**GIVEN RECORDS**
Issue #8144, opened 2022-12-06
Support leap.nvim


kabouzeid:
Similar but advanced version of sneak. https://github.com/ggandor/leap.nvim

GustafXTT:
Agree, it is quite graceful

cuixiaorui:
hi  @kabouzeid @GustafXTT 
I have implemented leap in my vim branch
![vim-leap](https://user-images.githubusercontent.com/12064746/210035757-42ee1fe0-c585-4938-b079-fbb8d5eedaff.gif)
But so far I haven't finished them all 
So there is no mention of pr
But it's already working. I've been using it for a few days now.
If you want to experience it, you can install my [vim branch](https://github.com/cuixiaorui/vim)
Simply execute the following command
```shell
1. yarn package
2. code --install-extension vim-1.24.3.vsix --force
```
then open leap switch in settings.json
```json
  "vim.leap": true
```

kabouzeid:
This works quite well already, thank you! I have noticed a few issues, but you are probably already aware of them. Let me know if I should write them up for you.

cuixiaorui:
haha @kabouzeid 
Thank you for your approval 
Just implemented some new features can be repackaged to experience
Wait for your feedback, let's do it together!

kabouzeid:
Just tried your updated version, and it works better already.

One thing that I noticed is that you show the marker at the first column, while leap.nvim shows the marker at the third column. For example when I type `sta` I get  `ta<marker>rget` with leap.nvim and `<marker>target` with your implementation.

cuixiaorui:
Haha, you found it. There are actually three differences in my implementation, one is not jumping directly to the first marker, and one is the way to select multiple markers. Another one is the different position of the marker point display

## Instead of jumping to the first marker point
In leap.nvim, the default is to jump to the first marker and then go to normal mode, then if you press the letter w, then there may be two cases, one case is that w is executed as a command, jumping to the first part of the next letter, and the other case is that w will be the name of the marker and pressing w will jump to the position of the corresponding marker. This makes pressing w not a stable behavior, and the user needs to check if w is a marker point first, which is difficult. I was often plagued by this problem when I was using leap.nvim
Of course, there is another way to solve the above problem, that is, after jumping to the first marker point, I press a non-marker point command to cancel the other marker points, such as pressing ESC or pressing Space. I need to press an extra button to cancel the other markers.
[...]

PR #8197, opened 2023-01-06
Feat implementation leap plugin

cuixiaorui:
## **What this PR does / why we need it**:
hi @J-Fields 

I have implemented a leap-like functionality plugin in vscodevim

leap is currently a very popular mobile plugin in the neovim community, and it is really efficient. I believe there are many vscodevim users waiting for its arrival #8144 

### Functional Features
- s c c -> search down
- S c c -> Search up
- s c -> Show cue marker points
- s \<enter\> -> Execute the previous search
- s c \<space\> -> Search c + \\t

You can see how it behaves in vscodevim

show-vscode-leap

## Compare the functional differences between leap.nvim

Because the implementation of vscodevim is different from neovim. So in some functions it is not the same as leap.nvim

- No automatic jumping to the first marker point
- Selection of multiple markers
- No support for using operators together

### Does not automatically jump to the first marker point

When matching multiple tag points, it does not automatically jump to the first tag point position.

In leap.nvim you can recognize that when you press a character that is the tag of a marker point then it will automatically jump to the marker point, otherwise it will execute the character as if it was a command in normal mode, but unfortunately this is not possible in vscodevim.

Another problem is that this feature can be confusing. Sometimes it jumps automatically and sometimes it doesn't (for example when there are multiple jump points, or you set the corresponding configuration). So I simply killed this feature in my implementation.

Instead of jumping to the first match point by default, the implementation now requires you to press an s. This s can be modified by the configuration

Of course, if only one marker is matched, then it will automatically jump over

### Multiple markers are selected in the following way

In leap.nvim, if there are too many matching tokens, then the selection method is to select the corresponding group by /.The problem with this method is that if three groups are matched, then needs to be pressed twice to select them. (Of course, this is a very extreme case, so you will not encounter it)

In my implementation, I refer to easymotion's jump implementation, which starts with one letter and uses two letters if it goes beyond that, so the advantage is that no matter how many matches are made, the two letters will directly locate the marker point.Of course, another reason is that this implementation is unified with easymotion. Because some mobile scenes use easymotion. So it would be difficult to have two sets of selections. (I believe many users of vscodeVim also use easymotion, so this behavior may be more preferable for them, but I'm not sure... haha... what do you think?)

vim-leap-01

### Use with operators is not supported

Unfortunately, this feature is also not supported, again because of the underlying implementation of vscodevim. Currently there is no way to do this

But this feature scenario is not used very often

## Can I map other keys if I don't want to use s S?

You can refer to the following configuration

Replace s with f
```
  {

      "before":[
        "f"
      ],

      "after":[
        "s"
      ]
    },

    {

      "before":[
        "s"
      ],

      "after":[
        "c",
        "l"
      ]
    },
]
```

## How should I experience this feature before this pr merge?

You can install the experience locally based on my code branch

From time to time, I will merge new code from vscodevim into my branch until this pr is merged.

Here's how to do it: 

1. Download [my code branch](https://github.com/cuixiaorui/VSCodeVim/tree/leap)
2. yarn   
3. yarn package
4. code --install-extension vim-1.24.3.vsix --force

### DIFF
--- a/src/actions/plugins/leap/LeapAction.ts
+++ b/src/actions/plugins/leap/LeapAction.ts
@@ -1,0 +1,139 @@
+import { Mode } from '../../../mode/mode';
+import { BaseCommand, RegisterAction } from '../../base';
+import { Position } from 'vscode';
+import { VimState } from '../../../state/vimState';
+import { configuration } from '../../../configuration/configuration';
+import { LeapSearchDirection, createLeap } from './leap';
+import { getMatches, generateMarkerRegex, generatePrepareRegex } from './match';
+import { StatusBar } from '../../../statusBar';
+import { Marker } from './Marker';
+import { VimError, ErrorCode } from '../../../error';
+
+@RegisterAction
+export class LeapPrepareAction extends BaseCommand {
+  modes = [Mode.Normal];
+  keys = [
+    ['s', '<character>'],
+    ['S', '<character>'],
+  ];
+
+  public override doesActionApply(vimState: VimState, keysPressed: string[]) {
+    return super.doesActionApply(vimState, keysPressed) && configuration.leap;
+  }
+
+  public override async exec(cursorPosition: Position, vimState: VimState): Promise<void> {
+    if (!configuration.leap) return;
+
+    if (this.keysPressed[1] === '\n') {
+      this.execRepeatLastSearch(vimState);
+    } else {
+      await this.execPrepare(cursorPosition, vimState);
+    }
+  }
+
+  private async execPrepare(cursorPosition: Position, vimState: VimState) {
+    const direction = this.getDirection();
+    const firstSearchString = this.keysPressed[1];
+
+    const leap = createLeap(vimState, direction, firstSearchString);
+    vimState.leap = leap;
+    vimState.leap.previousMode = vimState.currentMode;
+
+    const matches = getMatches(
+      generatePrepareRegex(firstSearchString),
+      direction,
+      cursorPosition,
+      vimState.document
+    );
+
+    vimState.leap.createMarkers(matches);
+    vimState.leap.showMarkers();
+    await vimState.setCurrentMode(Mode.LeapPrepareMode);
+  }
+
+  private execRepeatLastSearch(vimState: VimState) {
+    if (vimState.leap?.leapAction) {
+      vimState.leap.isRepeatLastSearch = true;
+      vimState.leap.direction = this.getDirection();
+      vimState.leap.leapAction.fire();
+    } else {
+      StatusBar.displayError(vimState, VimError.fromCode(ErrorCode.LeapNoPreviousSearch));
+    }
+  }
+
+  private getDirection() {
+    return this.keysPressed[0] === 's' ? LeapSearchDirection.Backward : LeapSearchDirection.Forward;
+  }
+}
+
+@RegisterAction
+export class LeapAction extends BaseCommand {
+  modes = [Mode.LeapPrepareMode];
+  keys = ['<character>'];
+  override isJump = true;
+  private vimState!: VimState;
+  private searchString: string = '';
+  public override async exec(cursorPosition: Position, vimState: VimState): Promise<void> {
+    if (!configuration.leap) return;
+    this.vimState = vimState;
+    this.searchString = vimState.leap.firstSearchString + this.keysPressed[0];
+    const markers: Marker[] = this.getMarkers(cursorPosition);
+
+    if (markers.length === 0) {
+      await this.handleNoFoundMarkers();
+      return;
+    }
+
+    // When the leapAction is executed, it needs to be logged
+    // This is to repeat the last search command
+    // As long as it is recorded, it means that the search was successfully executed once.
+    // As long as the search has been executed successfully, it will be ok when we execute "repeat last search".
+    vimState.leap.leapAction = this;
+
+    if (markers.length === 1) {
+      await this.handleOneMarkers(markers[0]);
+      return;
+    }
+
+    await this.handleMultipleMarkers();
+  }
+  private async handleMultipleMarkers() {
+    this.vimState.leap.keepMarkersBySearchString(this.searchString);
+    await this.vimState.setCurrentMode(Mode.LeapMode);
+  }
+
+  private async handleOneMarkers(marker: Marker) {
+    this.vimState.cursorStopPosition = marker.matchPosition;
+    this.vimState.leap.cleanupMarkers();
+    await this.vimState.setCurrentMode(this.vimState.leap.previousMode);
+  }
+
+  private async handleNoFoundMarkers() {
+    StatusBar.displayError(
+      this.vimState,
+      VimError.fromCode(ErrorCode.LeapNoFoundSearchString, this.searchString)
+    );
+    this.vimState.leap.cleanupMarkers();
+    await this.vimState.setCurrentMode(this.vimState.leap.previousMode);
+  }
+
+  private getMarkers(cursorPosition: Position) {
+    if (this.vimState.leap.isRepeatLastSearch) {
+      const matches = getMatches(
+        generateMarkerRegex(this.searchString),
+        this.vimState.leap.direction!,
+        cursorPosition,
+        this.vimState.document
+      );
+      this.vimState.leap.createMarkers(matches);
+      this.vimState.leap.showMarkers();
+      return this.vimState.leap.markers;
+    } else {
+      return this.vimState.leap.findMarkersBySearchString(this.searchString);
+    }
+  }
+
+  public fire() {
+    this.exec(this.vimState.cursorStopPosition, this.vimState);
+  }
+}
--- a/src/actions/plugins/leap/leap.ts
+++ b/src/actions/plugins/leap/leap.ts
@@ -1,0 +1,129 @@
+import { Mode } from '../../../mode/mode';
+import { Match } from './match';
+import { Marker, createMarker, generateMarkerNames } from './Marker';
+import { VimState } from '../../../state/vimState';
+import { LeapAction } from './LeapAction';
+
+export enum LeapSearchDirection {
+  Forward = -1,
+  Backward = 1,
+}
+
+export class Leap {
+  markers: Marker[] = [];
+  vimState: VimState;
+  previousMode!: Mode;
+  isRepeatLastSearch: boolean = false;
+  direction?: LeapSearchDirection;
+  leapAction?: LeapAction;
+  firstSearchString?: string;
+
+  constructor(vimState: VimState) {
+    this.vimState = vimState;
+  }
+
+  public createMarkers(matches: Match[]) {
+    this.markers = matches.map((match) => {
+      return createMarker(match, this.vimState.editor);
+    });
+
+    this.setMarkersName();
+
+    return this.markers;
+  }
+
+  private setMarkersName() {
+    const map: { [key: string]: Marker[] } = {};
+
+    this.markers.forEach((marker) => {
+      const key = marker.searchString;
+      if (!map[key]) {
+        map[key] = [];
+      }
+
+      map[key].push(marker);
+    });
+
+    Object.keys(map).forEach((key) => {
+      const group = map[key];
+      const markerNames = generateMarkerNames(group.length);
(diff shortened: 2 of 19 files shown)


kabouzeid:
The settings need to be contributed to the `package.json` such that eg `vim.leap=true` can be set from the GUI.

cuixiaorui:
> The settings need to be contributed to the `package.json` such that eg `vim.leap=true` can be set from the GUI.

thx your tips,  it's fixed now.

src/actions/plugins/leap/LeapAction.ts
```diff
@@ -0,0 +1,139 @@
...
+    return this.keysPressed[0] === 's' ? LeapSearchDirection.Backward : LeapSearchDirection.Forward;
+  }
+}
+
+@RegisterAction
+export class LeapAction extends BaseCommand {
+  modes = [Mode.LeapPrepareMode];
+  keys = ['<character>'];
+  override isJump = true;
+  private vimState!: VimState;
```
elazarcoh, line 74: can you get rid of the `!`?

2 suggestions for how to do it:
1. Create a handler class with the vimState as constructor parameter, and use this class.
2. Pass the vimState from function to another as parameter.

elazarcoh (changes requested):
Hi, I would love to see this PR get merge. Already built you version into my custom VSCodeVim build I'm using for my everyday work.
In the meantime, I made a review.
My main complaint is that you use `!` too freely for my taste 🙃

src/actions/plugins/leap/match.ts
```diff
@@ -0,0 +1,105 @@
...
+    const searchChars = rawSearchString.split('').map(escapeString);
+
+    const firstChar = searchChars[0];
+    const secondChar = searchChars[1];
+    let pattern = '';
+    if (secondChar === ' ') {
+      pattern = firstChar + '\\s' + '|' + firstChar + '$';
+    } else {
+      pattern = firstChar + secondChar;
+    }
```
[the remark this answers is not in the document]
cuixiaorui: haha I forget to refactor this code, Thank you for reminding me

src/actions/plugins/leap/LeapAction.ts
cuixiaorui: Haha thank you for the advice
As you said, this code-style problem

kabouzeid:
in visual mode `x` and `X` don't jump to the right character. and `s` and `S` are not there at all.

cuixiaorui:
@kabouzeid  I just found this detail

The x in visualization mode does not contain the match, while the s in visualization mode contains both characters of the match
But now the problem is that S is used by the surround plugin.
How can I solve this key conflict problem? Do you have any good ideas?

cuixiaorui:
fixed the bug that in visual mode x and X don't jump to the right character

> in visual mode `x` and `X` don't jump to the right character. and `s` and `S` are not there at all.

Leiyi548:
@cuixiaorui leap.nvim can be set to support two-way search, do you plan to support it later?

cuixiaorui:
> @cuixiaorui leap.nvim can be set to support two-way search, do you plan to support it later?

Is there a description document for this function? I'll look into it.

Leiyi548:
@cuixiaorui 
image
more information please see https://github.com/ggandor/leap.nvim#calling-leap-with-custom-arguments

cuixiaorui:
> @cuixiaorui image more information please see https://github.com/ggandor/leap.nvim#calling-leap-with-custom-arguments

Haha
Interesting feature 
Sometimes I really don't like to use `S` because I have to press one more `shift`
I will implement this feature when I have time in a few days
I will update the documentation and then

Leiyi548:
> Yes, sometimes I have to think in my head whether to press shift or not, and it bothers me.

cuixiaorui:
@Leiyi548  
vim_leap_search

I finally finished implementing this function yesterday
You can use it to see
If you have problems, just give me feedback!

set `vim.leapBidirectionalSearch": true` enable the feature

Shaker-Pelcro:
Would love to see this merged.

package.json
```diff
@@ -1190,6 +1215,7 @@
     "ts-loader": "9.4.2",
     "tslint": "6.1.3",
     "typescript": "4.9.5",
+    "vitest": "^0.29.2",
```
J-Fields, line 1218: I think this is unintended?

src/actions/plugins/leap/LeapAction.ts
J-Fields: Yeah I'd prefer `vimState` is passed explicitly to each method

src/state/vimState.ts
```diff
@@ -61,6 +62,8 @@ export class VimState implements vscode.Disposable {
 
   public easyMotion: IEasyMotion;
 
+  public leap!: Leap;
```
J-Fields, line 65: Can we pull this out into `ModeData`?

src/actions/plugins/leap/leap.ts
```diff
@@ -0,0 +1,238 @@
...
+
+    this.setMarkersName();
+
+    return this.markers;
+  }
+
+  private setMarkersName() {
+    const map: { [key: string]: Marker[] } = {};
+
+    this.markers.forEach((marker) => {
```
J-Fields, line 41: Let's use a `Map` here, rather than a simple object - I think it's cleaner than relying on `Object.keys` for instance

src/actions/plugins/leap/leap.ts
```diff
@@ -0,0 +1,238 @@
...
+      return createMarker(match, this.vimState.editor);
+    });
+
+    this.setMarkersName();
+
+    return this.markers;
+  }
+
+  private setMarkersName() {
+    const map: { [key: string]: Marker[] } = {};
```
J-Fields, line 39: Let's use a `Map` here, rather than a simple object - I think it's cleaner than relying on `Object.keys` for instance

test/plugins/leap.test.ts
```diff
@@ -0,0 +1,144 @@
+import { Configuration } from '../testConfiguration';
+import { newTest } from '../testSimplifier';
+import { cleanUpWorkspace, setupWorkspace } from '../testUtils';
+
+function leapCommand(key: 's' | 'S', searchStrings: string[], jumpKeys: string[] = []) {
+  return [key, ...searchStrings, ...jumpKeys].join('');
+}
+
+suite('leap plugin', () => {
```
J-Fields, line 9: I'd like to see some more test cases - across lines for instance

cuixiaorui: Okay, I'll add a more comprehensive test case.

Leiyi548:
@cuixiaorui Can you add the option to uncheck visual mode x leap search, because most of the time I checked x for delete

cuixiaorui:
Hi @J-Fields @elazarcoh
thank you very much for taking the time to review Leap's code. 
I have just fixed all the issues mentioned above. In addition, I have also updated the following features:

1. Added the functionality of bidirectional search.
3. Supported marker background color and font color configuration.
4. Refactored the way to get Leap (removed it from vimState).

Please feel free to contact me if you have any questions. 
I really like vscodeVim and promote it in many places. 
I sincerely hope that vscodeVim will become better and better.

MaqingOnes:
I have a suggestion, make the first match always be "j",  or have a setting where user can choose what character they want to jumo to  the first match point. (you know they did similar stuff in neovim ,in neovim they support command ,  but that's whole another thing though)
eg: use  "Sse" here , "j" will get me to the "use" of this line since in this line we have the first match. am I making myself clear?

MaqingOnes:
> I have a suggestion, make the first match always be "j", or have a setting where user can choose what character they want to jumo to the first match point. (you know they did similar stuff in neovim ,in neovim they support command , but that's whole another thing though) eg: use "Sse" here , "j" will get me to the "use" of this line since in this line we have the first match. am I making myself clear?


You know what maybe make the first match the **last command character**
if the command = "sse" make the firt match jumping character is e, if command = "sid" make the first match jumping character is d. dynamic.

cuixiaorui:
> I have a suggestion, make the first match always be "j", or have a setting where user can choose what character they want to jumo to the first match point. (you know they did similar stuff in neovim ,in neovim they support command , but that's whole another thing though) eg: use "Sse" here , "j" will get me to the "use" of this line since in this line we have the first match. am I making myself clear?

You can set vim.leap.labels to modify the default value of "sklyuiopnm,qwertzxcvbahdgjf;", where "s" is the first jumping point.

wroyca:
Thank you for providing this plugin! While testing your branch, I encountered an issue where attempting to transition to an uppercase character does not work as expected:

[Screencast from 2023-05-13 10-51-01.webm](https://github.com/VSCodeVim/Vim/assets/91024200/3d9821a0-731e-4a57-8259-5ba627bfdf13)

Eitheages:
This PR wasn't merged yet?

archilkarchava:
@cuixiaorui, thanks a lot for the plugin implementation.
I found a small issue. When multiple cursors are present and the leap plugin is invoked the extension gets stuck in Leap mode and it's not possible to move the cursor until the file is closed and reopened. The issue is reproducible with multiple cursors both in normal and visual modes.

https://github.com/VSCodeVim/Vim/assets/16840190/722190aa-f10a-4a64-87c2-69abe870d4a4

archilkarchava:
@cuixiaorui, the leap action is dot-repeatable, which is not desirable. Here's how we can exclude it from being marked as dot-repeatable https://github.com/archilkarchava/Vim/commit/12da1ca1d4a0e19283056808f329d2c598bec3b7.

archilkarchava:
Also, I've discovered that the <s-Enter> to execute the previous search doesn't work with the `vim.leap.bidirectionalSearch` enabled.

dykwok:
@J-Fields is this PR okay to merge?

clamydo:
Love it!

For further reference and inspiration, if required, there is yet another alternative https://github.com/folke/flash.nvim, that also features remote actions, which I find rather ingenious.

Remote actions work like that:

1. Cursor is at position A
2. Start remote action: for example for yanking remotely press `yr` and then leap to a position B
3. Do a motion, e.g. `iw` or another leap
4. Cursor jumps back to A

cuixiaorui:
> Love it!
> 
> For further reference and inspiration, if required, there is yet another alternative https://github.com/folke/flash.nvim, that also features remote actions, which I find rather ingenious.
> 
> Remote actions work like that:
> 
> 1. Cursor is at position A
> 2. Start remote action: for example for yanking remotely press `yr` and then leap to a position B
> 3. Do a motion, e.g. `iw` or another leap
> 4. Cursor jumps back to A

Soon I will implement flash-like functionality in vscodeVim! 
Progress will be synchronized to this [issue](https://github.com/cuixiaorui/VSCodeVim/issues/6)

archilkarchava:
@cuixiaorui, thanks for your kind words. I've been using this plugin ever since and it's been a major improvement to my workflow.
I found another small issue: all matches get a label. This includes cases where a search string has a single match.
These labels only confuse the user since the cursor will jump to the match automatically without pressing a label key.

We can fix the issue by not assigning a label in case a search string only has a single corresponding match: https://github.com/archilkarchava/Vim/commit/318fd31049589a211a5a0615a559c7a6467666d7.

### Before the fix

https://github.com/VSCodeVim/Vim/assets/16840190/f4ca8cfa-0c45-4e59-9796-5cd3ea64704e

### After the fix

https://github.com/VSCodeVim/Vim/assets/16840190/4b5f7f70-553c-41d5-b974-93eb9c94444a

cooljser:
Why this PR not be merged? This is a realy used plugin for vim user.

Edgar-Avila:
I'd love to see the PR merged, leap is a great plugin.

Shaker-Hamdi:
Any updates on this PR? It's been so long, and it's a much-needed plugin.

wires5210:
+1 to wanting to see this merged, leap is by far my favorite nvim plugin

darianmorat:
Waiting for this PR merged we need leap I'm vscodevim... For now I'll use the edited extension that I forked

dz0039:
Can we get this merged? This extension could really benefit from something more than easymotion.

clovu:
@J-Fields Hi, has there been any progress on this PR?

* * *

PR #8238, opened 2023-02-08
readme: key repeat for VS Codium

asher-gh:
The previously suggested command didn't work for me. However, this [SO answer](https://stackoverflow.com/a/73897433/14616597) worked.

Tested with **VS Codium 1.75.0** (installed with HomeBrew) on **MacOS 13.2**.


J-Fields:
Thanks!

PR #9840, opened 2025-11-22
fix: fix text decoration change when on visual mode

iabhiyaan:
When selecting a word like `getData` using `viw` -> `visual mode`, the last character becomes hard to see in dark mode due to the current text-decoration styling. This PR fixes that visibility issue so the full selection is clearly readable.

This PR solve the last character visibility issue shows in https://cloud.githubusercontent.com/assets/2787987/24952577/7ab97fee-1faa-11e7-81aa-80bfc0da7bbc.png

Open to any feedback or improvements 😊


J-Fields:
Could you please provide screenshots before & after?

**BRIEF**
Among the lines above, find the ones containing "searchChars" and copy them.

**THE COMPLETED TASK**
+    const searchChars = rawSearchString.split('').map(escapeString);
+    const firstChar = searchChars[0];
+    const secondChar = searchChars[1];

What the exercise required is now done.